Ultrastrong light-matter coupling has recently been achieved in several experimental platforms at different optical frequencies, leveraging on the collective enhancement of the interaction with the number of excitations and the simultaneous sub-wavelength electromagnetic field localization obtainable employing metallic resonators. Ever shrinking resonators have allowed to approach the regime of few electrons strong coupling, in which single-dipole properties can be modified by the vacuum field. In this work we will discuss two results that are relevant with respect to the limits of achievable light-matter coupling strength and to the measurement of such coupling in single, strongly subwavelength resonators. In the first experiment we demonstrate, theoretically and experimentally, the existence of a limit to the possibility of arbitrarily increasing electromagnetic confinement in polaritonic systems. Strongly sub-wavelength fields can excite a continuum of high-momenta propagative magnetoplasmons. This leads to peculiar nonlocal polaritonic effects, as certain polaritonic features disappear and the system enters in the regime of discrete-to-continuum strong coupling.

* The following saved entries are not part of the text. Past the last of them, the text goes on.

PR #3135, opened 2024-02-21
dev: improve some libgumbo debug messages

flavorjones:

This is a commit from a debugging branch I've had locally for some time. I wanted to better understand the state transitions and found these changes to be helpful for my understanding. In case they help someone in the future, I thought I'd open a PR.

Non-functional change.

Non-functional change.


stevecheckoway (approved):
This looks good to me.

Issue #3133, opened 2024-02-20
Gem contains hardcoded path to `/home/flavorjones`


paulmenzel:
Using OpenProject with *Nokogiri*  1.14.2, we noticed, the automounter trying to mount `/home/flavorjones`:

    2024-02-20T11:58:08+01:00 platsch  automount[96539]: attempting to mount entry /home/flavorjones
    2024-02-20T11:58:08+01:00 platsch  automount[96539]: key "flavorjones" not found in map source(s).
    2024-02-20T11:58:08+01:00 platsch  automount[96539]: failed to mount /home/flavorjones

This is „caused“ by `bin/rake jobs:workoff`.

    $ fd nokogiri
    ruby-3.2.1/lib/ruby/gems/3.2.0/cache/nokogiri-1.14.2-x86_64-linux.gem
    ruby-3.2.1/bin/nokogiri
    ruby-3.2.1/lib/ruby/gems/3.2.0/specifications/nokogiri-1.14.2-x86_64-linux.gemspec
    ruby-3.2.1/lib/ruby/gems/3.2.0/gems/ruby-saml-1.15.0/gemfiles/nokogiri-1.5.gemfile
    ruby-3.2.1/lib/ruby/gems/3.2.0/gems/nokogiri-1.14.2-x86_64-linux/
    ruby-3.2.1/lib/ruby/gems/3.2.0/gems/nokogiri-1.14.2-x86_64-linux/lib/xsd/xmlparser/nokogiri.rb
    ruby-3.2.1/lib/ruby/gems/3.2.0/gems/nokogiri-1.14.2-x86_64-linux/lib/nokogiri/
    ruby-3.2.1/lib/ruby/gems/3.2.0/gems/nokogiri-1.14.2-x86_64-linux/lib/nokogiri/jruby/nokogiri_jars.rb
    ruby-3.2.1/lib/ruby/gems/3.2.0/gems/nokogiri-1.14.2-x86_64-linux/lib/nokogiri/3.2/nokogiri.so
    ruby-3.2.1/lib/ruby/gems/3.2.0/gems/nokogiri-1.14.2-x86_64-linux/lib/nokogiri/3.1/nokogiri.so
    ruby-3.2.1/lib/ruby/gems/3.2.0/gems/nokogiri-1.14.2-x86_64-linux/lib/nokogiri/3.0/nokogiri.so
[...]

PR #3137, opened 2024-02-21
ext(wip): don't set LIBPATH to avoid -Wl,-rpath linker args

flavorjones:
draft PR to explore solutions to #3133 


flavorjones:
Iteration 1 was to skip setting `$LIBPATH` in the extconf, which results in failures on platforms that need to find libz, as well as when `--disable-static` is used.

https://github.com/sparklemotion/nokogiri/actions/runs/7995462149?pr=3137

flavorjones:
Iteration 2 was to set `$LIBPATH` to an empty array right before generating the Makefile, so that intermediate libraries (libxslt, libxml2) could build against libz, but then the final `nokogiri.so` would link statically. However, this fails because it uses _shared_ libraries for `libz` and does not statically link as we desire.

https://github.com/sparklemotion/nokogiri/actions/runs/7995800240/job/21837134836

This issue is closely related to the set of challenges described in https://github.com/flavorjones/mini_portile/issues/118 and which remain unfixed. I need to do some more thinking about how mini_portile and/or rake-compiler-dock can and should support better behavior to support statically-linking these libraries; ideally when statically-linking a DLL the RPATH should be empty.

There's one more thing I will try, which is to run `patchelf` within the rake-compiler-dock container after linking Nokogiri's extensions, which addresses the symptom locally.

Issue #3160, opened 2024-03-18
[install/bug] Alternate toolchain specified in ENV works, but does not work when passed as build arguments


ziggythehamster:
**Have you read and followed the installation tutorial at http://www.nokogiri.org/tutorials/installing_nokogiri.html?**

- [x] Yes!

---

We are using a non-default toolchain, so e.g. `ld` is available at `gcc10-ld`. For most gems with native code, they either use RbConfig to locate the toolchain (`RbConfig::CONFIG['LD'] # => "gcc10-ld"`) or allow you to specify them as build arguments, e.g. `gem install foo -- LD=gcc10-ld` or `bundle config build.foo LD=gcc10-ld`. Nokogiri seems to pass along `CC` but won't pass along `LD` or `AR` to the libxml2 build.

Nokogiri _will_ pass these along if they are defined in ENV, however.

This results in this not working:

`gem install --platform ruby nokogiri -- AR=gcc10-ar CC=gcc10-cc CXX=gcc10-c++ LD=gcc10-ld`

But this works:

`AR=gcc10-ar CC=gcc10-cc CXX=gcc10-c++ LD=gcc10-ld gem install --platform ruby nokogiri`

The former would be preferred, because I can configure `BUNDLE_BUILD__NOKOGIRI` in the "user" bundler config file to correctly specify these. The latter requires someone who is `bundle install`'ing to specify the toolchain (which they should not need to know about).

I think that this would be a rather simple change to `extconf.rb`, but I'm not sure if this would be an accepted change or not.

flavorjones:
@ziggythehamster Thanks for opening this, I think this is just an oversight. I would absolutely review to a PR to pass these other values through!

flavorjones:
A fix for this was merged in #3165! Thanks, @ziggythehamster!

PR #3165, opened 2024-04-02
Make extconf.rb honor AR and LD variables in addition to CC

ziggythehamster:

#3160

Note I also have branches that fix this on v1.16.x and v1.15.x, but I wanted to make sure I actioned feedback in one place before I opened additional MRs.

Also note that Nokogiri doesn't seem to honor variables passed as gem configuration args, and I didn't add that here because I'm not entirely sure what the "canonical" way to do this is with mkmf/mini_portile. In other situations where I need to provide the toolchain (rdkafka/karafka-rdkafka), there seems to be no special code to convert `FOO=BAR` to an env var.

That said, it's not actually necessary in my case because using `AR` and `LD` from `RbConfig` is sufficient. So one might say if you need to do something different from that, maybe it's actually a good thing that you would need to do `AR=x gem install nokogiri` rather than `gem install nokogiri -- AR=x`. I can take a stab at making this work, though, if the team thinks that both ways should work.

N/A but I assume if it breaks the build in some configuration I didn't test, GitHub Actions will be mad about it :).

No

### DIFF
--- a/ext/nokogiri/extconf.rb
+++ b/ext/nokogiri/extconf.rb
@@ -137,6 +137,9 @@ NOKOGIRI_HELP_MESSAGE = <<~HELP
       NOKOGIRI_USE_SYSTEM_LIBRARIES
           Equivalent to `--enable-system-libraries` when set, even if nil or blank.
 
+      AR
+          Use this path to invoke the library archiver instead of `RbConfig::CONFIG['AR']`
+
       CC
           Use this path to invoke the compiler instead of `RbConfig::CONFIG['CC']`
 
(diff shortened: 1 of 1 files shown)


flavorjones:
Thank for opening this. I'm on holiday for a few more days and will review as soon as I'm back.

One note, though: the 1.15 branch is unsupported and I don't want to cut any more releases on that series. Hope that's not an unpleasant surprise.

ziggythehamster:
Meh, I suppose I have no choice but to live with it :).

flavorjones:
I'll take care of the changelog entry once this merges. Thank you for contributing this!

flavorjones:
(And if you really need a patch release for v1.16.x I'd do it, just please open a PR on the `v1.16.x` branch to let me know.)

In the second part of the work, we show that by combining an asymmetric immersion lens setup and complementary design of metasurfaces we are able to perform THz time domain spectroscopy of an individual, strongly subwavelength meta-atom. We unravel the linewidth dependence of planar metamaterials as a function of the meta-atom number indicating quenching of the Dicke superradiance. We investigate as well ultrastrongly coupled Landau polaritons at the single resonator level, measuring a normalized coupling ratio of 0.6 resulting from coupling of the fundamental mode of a single, deeply subwavelength LC resonatorto a few thousand electrons.
Our findings pave the way towards the control of light-matter interaction in the ultrastrong coupling regime at the single electron/single resonator level. The proposed technique is way more general and can be useful to characterize the complex conductivity of micron-sized samples in the THz and sub-THz domain.